PR #1037, opened 2026-08-29
fix(run-merge-bot): answer the staleness probe's `+` on the primary path, and pin its window (#447)

### LINKED ISSUE #447: run-merge-bot step 1: the `git cherry` staleness probe on the server-side path has no stated outcome for `+` — the worktree-diverged STOP now lives only in the fallback
Deferred from PR #441 review (closes #149). **dimension: correctness.**

## The residue

`skills/fleet/commands/run-merge-bot.md:60` tells the merge bot to probe a post-rebase stale worktree:

> To prove it holds nothing unique, `git cherry origin/<branch> HEAD` from the worktree — **not** `git cherry origin/main HEAD` …

and then stops. **Neither outcome is given an instruction.** `-` for every commit presumably means "stale but safe, proceed", and `+` presumably means stop — but the doc says neither, on the path that is now the default.

Meanwhile the `worktree-diverged-#<pr>` STOP lives only inside the **Fallback** block (`run-merge-bot.md:74`, under the `**Fallback (server-side rebase unavailable).**` heading), and `run-team/SKILL.md:1036` still carries the row

> `| Merge bot finds the worktree ahead of the PR head | `worktree-diverged-#<pr>`, PR stays queued …`

So the primary path runs a staleness probe whose result routes nowhere.

## Why this is only the residue, and what was refuted

The original finding claimed more: that the check is **vacuous without a `git fetch`**, because a stale `origin/<branch>` still equals HEAD. That half was **refuted by measurement** and must not be re-filed:

- **Vote 1 (refuted=false)** reproduced the benign case only: stale worktree, no local commit, no fetch → `git cherry origin/feat HEAD` prints zero lines, and concluded the check was vacuous.
- **Vote 2 (refuted=true)** ran the case vote 1 never did — a stale worktree **with an unpushed stray commit**, still without a fetch:

  ```
  == case A: stale worktree, clean (no local commit), NO fetch ==
  exit=0            # zero lines = "holds nothing unique" — the correct answer
  == case B: stale worktree + unpushed local commit, NO fetch ==
  + 6943bf94cb16cb1df73878f7c8b17ce8931f8ecc
  exit=0            # the dangerous case IS detected, with no fetch at all
  ```

  The stale `origin/<branch>` is the *pre-rebase* head, so the stray commit is genuinely not in it. **The un-fetched check catches the only case that matters.** Vote 1 generalised "vacuous" from the benign case alone.

Ruled by the controller: **UPHELD REFUTED — do not add the fetch, do not re-file the vacuity claim.** Only the missing `+` handling survives, and it is filed here.

The defect is verified but the **approach is genuinely open**, because vote 2's second argument cuts against the obvious fix:

1. **Add the outcome branches to the primary path** — `-` → proceed, `+` → STOP and report `worktree-diverged-#<pr>`. Restores the `run-team/SKILL.md:1036` contract on the default path. But it may be dead weight: the server-side path runs no local rebase and pushes nothing (step 4 merges the remote head via `gh pr merge`), so an unpushed local commit is *structurally unable* to enter the merge. The STOP's own stated rationale — "your rebase would carry into the merge" — is a hazard that exists only in the fallback, which is exactly where the STOP now lives.
2. **State explicitly that `+` cannot matter here**, and say why — one sentence, no new STOP. Cheapest, and it closes the reader's question ("I ran the probe, it printed `+`, now what?") without minting an outcome the path cannot act on.
3. **Move the probe into the fallback too**, if it proves nothing actionable on the primary path.

(2) looks smallest and matches the mechanism, but whether a `+` on the primary path should still halt a merge is a judgement about how much the runbook trusts "structurally unable" — a maintainer's call, not an implementer's.

PR #441's applied fixes were the three ruled defects (unbounded poll loop, the false `no autoMode.allow entry` cause, the fallback's un-mergeable dead end). Adding an outcome branch here is a fourth behavioural change to the same step with an unsettled shape — and the review's own evidence on it split two ways.

> *Deferred from PR #441 review. Finding at `skills/fleet/commands/run-merge-bot.md:60`, dimension `correctness`.*

feigi:
Closes #447.

Sizing: light

Ruling followed: **option 2**. `+` is stated to not halt the primary path, with the structural reason. No outcome branch, no new STOP, and **no fetch** — the vacuity claim is UPHELD REFUTED and is not re-filed here.

A review of the first draft found it had minted a false claim while fixing the missing outcome, and that its fallback-STOP pin was vacuous. Both are corrected here; the sections below describe the tree as it now stands, not the first draft.

## What changed

`run-merge-bot.md` step 1, `run-team/SKILL.md`'s failure table, and the pins.

1. **The probe's window, in the same sentence as the command.** `run \`git cherry origin/<branch> HEAD\` from the worktree **before the merge, never after**`. GitHub deletes the remote branch when the PR lands, so `origin/<branch>` outlives the merge only until the next pruning fetch — and step 4's own proof runs one seconds later, under this machine's global prune. Past that fetch the probe dies on a missing ref, an error easy to misread as the divergence it was meant to rule out. The reason is stated conditionally on purpose: the local tracking ref does **not** vanish the instant GitHub deletes the branch, and the first draft said it did.

2. **Which probe output is clean.** The clean answer is the absence of a `+`, not the absence of output. `git cherry` emits a line per commit in `origin/<branch>..HEAD` and marks a patch-equivalent one `-` rather than dropping it, so a worktree that has fetched past the server-side rebase reads all-`-` and one that has not — the state this step leaves it in, since nothing here fetches — reads nothing. Both are clean. Only a `+` is the divergence signal.

3. **`+` answered, and routed.** A `+` names a commit the worktree holds and the rebased branch does not: it is reported alongside the merge, since it is the only signal that something local is unpushed, and it does **not** stop the merge — this step rebases through the API and pushes nothing, step 4 merges the remote head, so an unpushed local commit is structurally unable to enter it. The scoping stays explicit: the STOP's own rationale names a hazard belonging to the fallback, where it is stated and still applies.

4. **`run-team/SKILL.md` — the failure row reconciled.** It promised `worktree-diverged-#<pr>` for a worktree ahead of the PR head with no path qualifier while the halt lives only in the fallback; the row now reads `**on the local-rebase fallback**`. That scoping is what left the primary path's `+` routing nowhere, which point 3 closes.

## The `git cherry` measurement

Ran at the head this PR ships. Positive control first: `git rev-parse --show-toplevel` in the fresh scratch dir → `fatal: not a git repository`, rc 128, before any `git init`. Fixture: bare remote, branch with two commits, `main` advanced, branch rebased onto it and force-pushed from a second clone (the server-side rebase), and a clone left at the pre-rebase head (the stale worktree).

| Worktree state | `git cherry origin/feat HEAD` |
|---|---|
| Stale, not fetched since the rebase — what this step's own flow leaves | nothing, rc 0 |
| Stale, after `git fetch origin` | a `-` per rebased commit, rc 0 |
| Either of the above, plus an unpushed commit on top | the same lines, plus a `+` |
| Reset to the rebased head (not stale at all) | nothing, rc 0 |

So silence is a real clean reading — it is just not the only one, and it is not what the paragraph's own premise (a worktree gone stale *after* the rebase, having seen it) produces.

## Settling commands, re-run at the head this PR ships (`55b7bfe`)

| Claim | Command | Result |
|---|---|---|
| The primary path pushes nothing | `grep -c "That's an API call, not a push — no local git command runs" skills/fleet/commands/run-merge-bot.md` | `1` |
| The merge takes the remote head | ``grep -c '^4\. `gh pr merge <pr> --merge`' skills/fleet/commands/run-merge-bot.md`` | `1` |
| GitHub deletes the branch on merge | `grep -c 'GitHub removes the remote branch anyway' skills/fleet/commands/run-merge-bot.md` | `1` |
| Step 4's proof fetches, plain — no `--prune` flag | `grep -n 'git fetch --quiet origin' skills/fleet/scripts/prove-merge.sh` | line 65, unflagged |
| …and that fetch prunes here | `git config --show-origin --get fetch.prune` | `file:/Users/chris/.gitconfig	true` |
| The fallback pushes nothing either | `grep -c 'never needs to reach the remote' skills/fleet/commands/run-merge-bot.md` | `1` |
| The STOP sits inside the fallback block | `grep -n 'your rebase would carry into the merge' …` vs `grep -n 'Fallback (server-side rebase unavailable)' …` | STOP at 101, heading at 91 — the STOP resolves after it; the citation this PR adds resolves at 87, before it |
| **AC-4: the fallback STOP is untouched** | `git diff origin/main -- skills/fleet/commands/run-merge-bot.md \| grep -c 'Worktree ahead'` | `0` — the bullet is byte-identical to `origin/main` |

## Prose pins

`skills/fleet/scripts/run-merge-bot-prose.test.mjs`. Five pins, each mutation-tested both ways at this head, mutations applied to a copy outside the worktree and confirmed applied before each run.

| Mutation | Reds |
|---|---|
| Split the ordering constraint out of the command's sentence, keeping every pinned word and parking it in a later sentence | only the ordering pin |
| Keep the `+` verdict, delete the structural reason | only the outcome pin |
| Revert the clean-answer rule to "No output is the clean answer" | only the clean-answer pin; 19 of 20 still pass |
| Delete the rationale from the fallback's `**Worktree ahead**` bullet, leaving the citation of the same phrase byte-identical | only the fallback-survives pin |
| Revert run-team's row qualifier | only the cross-file pin |
| **Control** — an unrelated reword in the same paragraph | nothing; 20 of 20 green |

Two are worth naming. The ordering mutation changes no vocabulary at all, so it proves that pin anchors the constraint's *placement* beside the command rather than its presence somewhere in step 1. The `**Worktree ahead**` mutation is the one the first draft failed: the rationale phrase occurs twice in the file (`grep -o -c 'your rebase would carry into the merge' …` → `2`, the STOP's own and this PR's italic citation), and a step-1-wide assertion was satisfied by the citation alone, so deleting the rationale stayed green. The pin now slices the fallback block and asserts the bullet's whole rationale clause inside it.

## The comment that asserted too much

The pin's comment said that on the fallback an unpushed commit "genuinely does ride into the merge". The file's own untouched step-4 sentence denies it — the fallback "never needs to reach the remote", and step 4 merges "the pre-rebase head, since nothing here was pushed". Settled against a fixture running the fallback's documented sequence: the unpushed commit appears in neither the merge commit's ancestry nor its tree, while a control that pushes the rebased head does land it. The comment now names the real hazard — it corrupts what you verify — and still names the STOP's own wording as the thing it pins. The STOP's wording itself is pre-existing and out of this ticket's scope; it is unchanged.

## Why the ordering constraint earns its line

The runbook not carrying it has a live cost: the controller had to hand "run the probe **before** the merge, never after" to both merge bots dispatched in today's run by writing it into their dispatch prompts, because the doc does not say it. That is a controller observation from this run, not a measurement taken here. A review finding argued the constraint is outside #447's residue; the ticket's own acceptance criteria require it in the same sentence as the command and give the reason, so it stays.

## What I deliberately left

Enumerated from the ticket's prose first, then from the mechanism:

- `git cherry origin/main HEAD` — named in passing as the wrong upstream. Already has a stated outcome ("proves nothing"). Not defective.
- `git ls-remote origin "$ref"` (step 1's poll) — reads the same branch ref, but runs before step 4 by construction and already has all four outcomes enumerated.
- `git merge-base --is-ancestor <pr_head> origin/<branch>` — same ref, but reachable only on the desync path, where the merge has *not* happened.
- `git rev-list --count origin/<branch>..origin/main` — already carries "before **each** merge" in its own sentence.
- The fallback STOP itself — AC-4, unchanged, and now pinned as unchanged, rationale included.
- No new report token for the primary path's `+`, and no run-team failure row for it. The bot says what it saw with the merge; minting a token would need a matching table row and that is a wider change than this residue.

Suite at this head: `node --test skills/fleet/scripts/*.test.mjs` → tests 1397, pass 1397, fail 0.


feigi:
Cross-reference, added by the fleet controller after the finisher noted this PR carries no pointer to it.

**#1038** was filed from this PR's review and deliberately **not** fixed here: #447's AC-4 requires the fallback `**Worktree ahead**` STOP bullet byte-identical, and the defect is in that bullet's rationale.

The fallback block states the local rebase is verification-only and never reaches the remote, while the STOP bullet gives "your rebase would carry into the merge" as the hazard. Those cannot both hold. A refuter measured the unpushed commit reaching neither the merge commit's ancestry nor its tree. The STOP is correct; its stated reason is not — the real hazard is that you verify a tree that is not the reviewed head.

Verified byte-identical against `origin/main` by this PR's finisher (`cmp` on the extracted bullet), so AC-4 holds and #1038 remains open for the wording.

- **The task**:
All that belongs in the answer is the run of lines above from the line containing "## Why the ordering constraint earns its line" through the line containing "named in passing", exactly as written.

- **Answer space**:
## Why the ordering constraint earns its line

The runbook not carrying it has a live cost: the controller had to hand "run the probe **before** the merge, never after" to both merge bots dispatched in today's run by writing it into their dispatch prompts, because the doc does not say it. That is a controller observation from this run, not a measurement taken here. A review finding argued the constraint is outside #447's residue; the ticket's own acceptance criteria require it in the same sentence as the command and give the reason, so it stays.

## What I deliberately left

Enumerated from the ticket's prose first, then from the mechanism:

- `git cherry origin/main HEAD` — named in passing as the wrong upstream. Already has a stated outcome ("proves nothing"). Not defective.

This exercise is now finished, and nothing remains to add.